- _ASSIGNMENT_: Report each line of the entries below that has the word "uploads" in it.

━━━━━━━━━━━━━━━━

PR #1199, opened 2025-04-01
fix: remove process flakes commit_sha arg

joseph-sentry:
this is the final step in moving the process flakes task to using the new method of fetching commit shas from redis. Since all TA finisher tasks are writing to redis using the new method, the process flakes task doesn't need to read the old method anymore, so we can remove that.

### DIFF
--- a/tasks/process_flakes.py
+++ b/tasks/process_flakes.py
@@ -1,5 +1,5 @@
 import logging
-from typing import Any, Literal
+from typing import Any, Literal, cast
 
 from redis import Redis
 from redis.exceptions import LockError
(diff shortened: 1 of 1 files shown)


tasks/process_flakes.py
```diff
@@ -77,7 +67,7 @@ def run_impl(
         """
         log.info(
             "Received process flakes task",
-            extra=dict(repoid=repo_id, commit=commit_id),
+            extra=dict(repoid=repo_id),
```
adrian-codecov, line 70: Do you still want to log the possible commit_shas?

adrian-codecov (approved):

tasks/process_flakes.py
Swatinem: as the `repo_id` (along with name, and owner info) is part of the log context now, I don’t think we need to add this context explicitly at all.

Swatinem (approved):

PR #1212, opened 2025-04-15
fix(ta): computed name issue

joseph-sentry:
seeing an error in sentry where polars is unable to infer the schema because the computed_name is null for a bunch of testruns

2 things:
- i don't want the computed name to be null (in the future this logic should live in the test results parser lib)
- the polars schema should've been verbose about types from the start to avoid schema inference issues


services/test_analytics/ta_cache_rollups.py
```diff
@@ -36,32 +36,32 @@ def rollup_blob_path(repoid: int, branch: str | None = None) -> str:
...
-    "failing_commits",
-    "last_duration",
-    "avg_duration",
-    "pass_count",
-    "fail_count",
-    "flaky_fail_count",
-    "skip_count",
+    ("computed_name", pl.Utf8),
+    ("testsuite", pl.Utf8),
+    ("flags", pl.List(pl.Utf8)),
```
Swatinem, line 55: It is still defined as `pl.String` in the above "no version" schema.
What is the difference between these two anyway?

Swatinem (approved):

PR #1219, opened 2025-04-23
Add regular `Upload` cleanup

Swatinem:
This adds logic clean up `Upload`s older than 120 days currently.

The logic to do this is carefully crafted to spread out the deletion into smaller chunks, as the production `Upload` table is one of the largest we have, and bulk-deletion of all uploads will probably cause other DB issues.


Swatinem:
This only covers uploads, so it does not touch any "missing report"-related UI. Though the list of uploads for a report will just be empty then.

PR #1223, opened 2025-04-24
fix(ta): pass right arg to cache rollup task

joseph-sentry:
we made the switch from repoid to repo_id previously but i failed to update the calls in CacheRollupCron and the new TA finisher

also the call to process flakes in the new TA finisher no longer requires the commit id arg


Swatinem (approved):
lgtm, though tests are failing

━━━━━━━━━━━━━━━━

- _OUTPUT FOR THIS TASK_:
The logic to do this is carefully crafted to spread out the deletion into smaller chunks, as the production `Upload` table is one of the largest we have, and bulk-deletion of all uploads will probably cause other DB issues.
This only covers uploads, so it does not touch any "missing report"-related UI. Though the list of uploads for a report will just be empty then.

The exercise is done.